Description
Is your feature request related to a problem? Please describe.
I would like to create a MAP from a MONAI Algo "bundle" that was trained with Auto3DSeg. It seems that this is not supported yet, because Auto3DSeg does not produce regular bundles. For example, the monai_bundle_inference_operator
first checks whether there is a JSON/YAML config file. But Auto3DSeg Algos are structured differently, with python files for training/inference under the subfolder ./scripts
, and an execution model based on Python Fire.

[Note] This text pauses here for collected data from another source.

PR #988, opened 2026-08-21
#976 Codec and encoding breadth: the remaining codecs, and the four optional encodings behind one per-column policy

### LINKED ISSUE #976: Remaining write codecs and optional delta / byte-stream-split encoders
Delivery stage 19 of `_designs/WRITER_SUPPORT.md` (part of #9), targeting `1.1.0.Beta1`.

## Scope

The writer produces `UNCOMPRESSED` and `ZSTD` today; `WriterConfig.codec` accepts the rest of
`CompressionCodec` only to reject it at writer creation. This stage completes the codec
breadth (Snappy, GZIP, LZ4_RAW, Brotli, LZO as availability allows), each gated on its library
being present the way ZSTD already is, and adds the optional `DELTA_*` and `BYTE_STREAM_SPLIT`
encoders as an opt-in encoding choice rather than an automatic one.

## Why it sits inside the gated series

Every codec is a new axis value on the stage 14 write-path interop gate, and the optional
encodings are ones that gate's readers (parquet-java, PyArrow) must read back. Shipping this
breadth before the gate is declared done means each new codec and encoding arrives proven
against a strict reader rather than after the fact. It also lands before the writer's user
documentation (stage 20), so the codec and encoding options in `WriterConfig` are documented
once, in their final form.

## Notes

- The gate's codec axis currently has two values; it grows with this stage, and the interop
  matrix grows with it.
- Encoder selection should slot into the per-chunk decision point established by #975
  (row-group-global dictionary selection), which is why that stage comes first.

## Done when

- Every codec `WriterConfig.codec` accepts is either produced or rejected with a clear reason at
  writer creation, with no silent gaps.
- The optional encodings are selectable, and the interop gate covers each new codec and encoding
  across the shapes it already sweeps.

gunnarmorling:
Delivery stage 19 of [_designs/WRITER_SUPPORT.md](https://github.com/hardwood-hq/hardwood/blob/main/_designs/WRITER_SUPPORT.md), in the two increments it was planned as. Closes #976.

Settled in [`_designs/WRITER_CODECS_AND_ENCODINGS.md`](https://github.com/hardwood-hq/hardwood/blob/main/_designs/WRITER_CODECS_AND_ENCODINGS.md), which the first commit adds — reviewing that first will make the other two read faster.

## 19a — the remaining codecs

The writer produced two codecs where the reader decompressed six, and refused the rest with one message: "not yet supported". That was wrong about half of what it covered. Every member of `CompressionCodec` now resolves to a compressor or to a refusal of its own:

| Produced | Refused, permanently |
|---|---|
| `UNCOMPRESSED`, `GZIP` (JDK, no new dependency), `SNAPPY`, `ZSTD`, `LZ4_RAW`, `BROTLI` | `LZ4` — the Hadoop framing the format deprecated in favour of `LZ4_RAW`; still read, since files written before the deprecation exist. `LZO` — no maintained JVM implementation; refused in both directions. |

`SNAPPY`, `LZ4_RAW` and `BROTLI` compress in the raw block form Parquet specifies — the page header already carries the uncompressed size their framed variants would repeat. The switch is exhaustive, so a codec added to the enum is a compile error here rather than a silent fall-through.

Framing is the whole risk, and framing is invisible to a round trip: a wrapped block decodes perfectly against the compressor that wrote it while being the wrong bytes for every other reader. The gate's codec axis therefore carries four codecs it did not have, and the differential suite reads all six back through DuckDB.

## 19b — the optional encodings

`internal/encoding/` held decoders for `DELTA_BINARY_PACKED`, `DELTA_LENGTH_BYTE_ARRAY`, `DELTA_BYTE_ARRAY` and `BYTE_STREAM_SPLIT` and encoders for none of them. Each now has its inverse, selected by a `ColumnEncoding` set file-wide or per dotted leaf path:

```java
WriterConfig config = WriterConfig.builder()
        .encoding("ts", ColumnEncoding.DELTA_BINARY_PACKED)
        .encoding("readings.list.element", ColumnEncoding.BYTE_STREAM_SPLIT)
        .build();
```

**This replaces `WriterConfig.enableDictionary` rather than sitting beside it.** Dictionary-or-`PLAIN` is the whole of what `AUTO` decides, so the boolean was a two-valued encoding policy named before there were encodings to name it with, and `enableDictionary(false)` is a file-wide `PLAIN` exactly. Nothing has shipped that depends on it — the writer's first release is `1.1.0.Beta1`, which this precedes — and stage 20 then documents one concept instead of two.

The encodings are **selected, never inferred**. `AUTO`'s comparison works because both its candidates' sizes fall out of what the buffer already retains; a delta encoding's size is a property of value order that nothing measures, and byte-stream-split changes no page's size at all — its payoff belongs to the codec that follows it.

Describe the solution you'd like
An inference operator for MONAI "bundles" that are Algo directories which were trained with Auto3DSeg, e.g. monai_algo_inference_operator.py
. Would be great to be able to take trained Algos and deploy them directly. 🙂
Describe alternatives you've considered
I've spent a few hours trying to understand all the steps performed in monai_bundle_inference_operator.py
, and implement my own operator class by inheriting from it, i.e. class MonaiAlgoInferenceOperator(MonaiBundleInferenceOperator)

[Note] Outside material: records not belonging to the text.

PR #1020, opened 2026-08-23
#1017 Writer: emit nan_count in column chunk statistics for float, double and FLOAT16

### LINKED ISSUE #1017: Writer: emit nan_count in column chunk statistics for float, double and FLOAT16
The writer never emits `Statistics.nan_count` (field 9) for floating-point columns. The spec makes it mandatory under the type-defined order (`parquet.thrift`, `ColumnOrder.TYPE_ORDER`):

> When writing page or column chunk statistics for columns with TYPE_ORDER order, the following rules must be followed:
> - The nan_count field must be set for floating point types, even if it is zero.
> - If the nan_count field is set, min and max statistics fields, when present, must not contain NaN values and must be computed from non-NaN values only. This signals to readers that the min and max statistics are reliable for non-NaN values.

Beyond conformance, this is what makes floating-point pruning recoverable. `nan_count` is already parsed (#607) and #898 specifies how the filter should consume it; #1016 makes `gt` / `gtEq` / `notEq` on `FLOAT` / `DOUBLE` / `FLOAT16` stop pruning because an absent `nan_count` forces a reader to assume NaNs may be present. Until the writer records it, files Hardwood writes itself lose that pruning against Hardwood's own reader — a self-inflicted regression that #898 alone cannot undo.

. But it was too complex or it would take me too long, given certain slight differences: For example, the MonaiBundleInferenceOperator
assumes a separation of the inference into 3 parts: pre-processing, compute, and post-processing. But a trained Auto3DSeg Algo object encapsulates these steps into a single inference class, see below. Maybe there is a way to re-use that and create a very simple InferenceOperator for DeployAppSDK. Hopefully the code snippet below can help illustrate what I mean, maybe even help towards a solution.
Additional context
In principle, inference with an Algo object is easy, following this code snippet. let's assume I want to run inference with thetrained fold 0 of the Algo template segresnet
, and I want to run it on a Nifti file located at image_filepath
on disk:
import pickle
# add algorithm_templates folder to system path
import sys
algo_templates_dir = '/path/to/algorithm_templates'
sys.path.append(os.path.abspath(algo_templates_dir))
# load algorithm template class from templates folder
import segresnet
# read pickle file of trained algo object, let's assume from fold 0
pkl_filename='/path/to/workdir/segresnet_0/algo_object.pkl'
with open(pkl_filename, "rb") as f_pi:
data_bytes = f_pi.read()
data = pickle.loads(data_bytes)
algo_bytes = data.pop("algo_bytes")
algo = pickle.loads(algo_bytes)
# choose inferer part of algo, and run inference
# (note: this already includes pre- and post-processing!)
inferer = algo.get_inferer()
pred = inferer.infer(image_filepath)
I still haven't fully understood the requirements to create an Inference Operator for DeployAppSDK. But maybe it's possible to inherit from InferenceOperator
directly and implement a very simple inference operator like this:
class MonaiAlgoInferenceOperator(InferenceOperator):
def __init__(
self,
*args,
**kwargs,
):
super().__init__(*args, **kwargs)
# read pickle file of trained algo object, let's assume from fold 0
pkl_filename='/path/to/workdir/segresnet_0/algo_object.pkl'
with open(pkl_filename, "rb") as f_pi:
data_bytes = f_pi.read()
data = pickle.loads(data_bytes)
algo_bytes = data.pop("algo_bytes")
self.algo = pickle.loads(algo_bytes)
# choose inference part of algo, model and load model weights
self.inferer = self.algo.get_inferer()
# imho, the abstract classes pre-process and post-process can stay undefined
# we only need to define the compute function
def compute(self, op_input, op_output, context):
# not sure whether/how the inferer should be pulled from context?
# (I already have it in memory as self.inferer)
# ...
# not sure what needs to be done to op_input before model ingestion
# ...
# run inference, incl. pre- and post-processing
pred = self.inferer.infer(op_input)
# not sure what needs to be done to pred to become op_output
# op_output = do_something(pred)
# send output, analoguous to MonaiBundleInferenceOperator
self._send_output(output_dict[name], name, first_input_v.meta, op_output, context)
I know this is very amateurish, apologies 😅
Looking forward to more expert suggestions!